Stored data entries:
--------------------------------

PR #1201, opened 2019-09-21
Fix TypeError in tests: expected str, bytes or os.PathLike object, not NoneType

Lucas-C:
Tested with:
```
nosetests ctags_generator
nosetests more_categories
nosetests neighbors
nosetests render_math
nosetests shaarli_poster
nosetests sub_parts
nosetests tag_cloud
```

--------------------------------

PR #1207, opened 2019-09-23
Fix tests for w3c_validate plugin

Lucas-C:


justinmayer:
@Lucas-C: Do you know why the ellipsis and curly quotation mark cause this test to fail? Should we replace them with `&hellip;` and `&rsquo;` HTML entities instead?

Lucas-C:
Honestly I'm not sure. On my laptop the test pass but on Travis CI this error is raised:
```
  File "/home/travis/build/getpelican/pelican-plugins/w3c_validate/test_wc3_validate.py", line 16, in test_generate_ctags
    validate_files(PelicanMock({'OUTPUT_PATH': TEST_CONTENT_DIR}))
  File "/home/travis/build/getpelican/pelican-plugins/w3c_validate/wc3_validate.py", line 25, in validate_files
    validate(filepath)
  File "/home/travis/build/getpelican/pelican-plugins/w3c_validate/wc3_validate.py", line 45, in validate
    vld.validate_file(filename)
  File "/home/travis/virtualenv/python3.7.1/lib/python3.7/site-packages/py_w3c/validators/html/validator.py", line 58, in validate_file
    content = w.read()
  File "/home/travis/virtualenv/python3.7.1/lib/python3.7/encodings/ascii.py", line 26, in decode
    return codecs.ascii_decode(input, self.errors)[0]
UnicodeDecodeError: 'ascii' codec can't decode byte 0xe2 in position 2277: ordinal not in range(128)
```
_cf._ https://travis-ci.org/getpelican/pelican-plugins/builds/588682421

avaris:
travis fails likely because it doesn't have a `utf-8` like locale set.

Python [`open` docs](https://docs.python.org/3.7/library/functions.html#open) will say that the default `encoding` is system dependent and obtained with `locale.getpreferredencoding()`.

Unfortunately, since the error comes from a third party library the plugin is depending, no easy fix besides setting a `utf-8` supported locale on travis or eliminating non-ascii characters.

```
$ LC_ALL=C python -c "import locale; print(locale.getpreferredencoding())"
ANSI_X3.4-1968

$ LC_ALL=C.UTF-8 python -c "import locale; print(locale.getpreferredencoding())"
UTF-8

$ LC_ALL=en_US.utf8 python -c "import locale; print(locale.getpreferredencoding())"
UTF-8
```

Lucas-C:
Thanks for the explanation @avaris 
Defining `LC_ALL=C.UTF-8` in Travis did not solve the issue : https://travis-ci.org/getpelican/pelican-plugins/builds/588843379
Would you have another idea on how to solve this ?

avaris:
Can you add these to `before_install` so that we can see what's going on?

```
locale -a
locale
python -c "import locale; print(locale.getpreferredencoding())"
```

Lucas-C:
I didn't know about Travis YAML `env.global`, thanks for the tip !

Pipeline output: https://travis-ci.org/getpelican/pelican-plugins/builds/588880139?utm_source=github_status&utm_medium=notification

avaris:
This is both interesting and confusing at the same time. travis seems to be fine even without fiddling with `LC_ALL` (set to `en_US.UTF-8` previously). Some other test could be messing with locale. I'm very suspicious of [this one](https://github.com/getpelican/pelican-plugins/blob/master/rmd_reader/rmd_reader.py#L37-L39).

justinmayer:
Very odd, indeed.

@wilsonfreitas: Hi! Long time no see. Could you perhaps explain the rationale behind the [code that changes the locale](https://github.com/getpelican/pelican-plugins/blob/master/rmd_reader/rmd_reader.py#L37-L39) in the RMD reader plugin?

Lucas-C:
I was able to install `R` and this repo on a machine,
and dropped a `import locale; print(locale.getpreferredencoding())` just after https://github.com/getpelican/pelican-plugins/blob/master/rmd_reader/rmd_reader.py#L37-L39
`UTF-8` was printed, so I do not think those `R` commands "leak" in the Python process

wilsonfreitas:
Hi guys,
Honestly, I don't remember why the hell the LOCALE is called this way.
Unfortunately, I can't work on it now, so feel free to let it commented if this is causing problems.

--------------------------------

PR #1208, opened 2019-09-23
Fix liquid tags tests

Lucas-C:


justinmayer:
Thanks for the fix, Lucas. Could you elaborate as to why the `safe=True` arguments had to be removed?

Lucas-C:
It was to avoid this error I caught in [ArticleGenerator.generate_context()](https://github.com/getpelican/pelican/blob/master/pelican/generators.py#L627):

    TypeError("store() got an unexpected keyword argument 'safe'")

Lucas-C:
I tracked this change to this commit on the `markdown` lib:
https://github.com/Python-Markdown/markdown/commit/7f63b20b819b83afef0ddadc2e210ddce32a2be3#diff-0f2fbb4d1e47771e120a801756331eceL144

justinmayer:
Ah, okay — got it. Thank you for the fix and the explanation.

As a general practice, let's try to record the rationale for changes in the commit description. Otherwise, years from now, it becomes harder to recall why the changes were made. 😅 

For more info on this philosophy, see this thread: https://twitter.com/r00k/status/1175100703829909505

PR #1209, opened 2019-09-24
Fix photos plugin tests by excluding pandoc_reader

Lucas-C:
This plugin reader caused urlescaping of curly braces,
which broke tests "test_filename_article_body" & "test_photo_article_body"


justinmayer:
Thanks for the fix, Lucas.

--------------------------------

Where the string "solve" turns up in a line of the data above, copy that whole line.

RESPONSE BOX |
Defining `LC_ALL=C.UTF-8` in Travis did not solve the issue : https://travis-ci.org/getpelican/pelican-plugins/builds/588843379
Would you have another idea on how to solve this ?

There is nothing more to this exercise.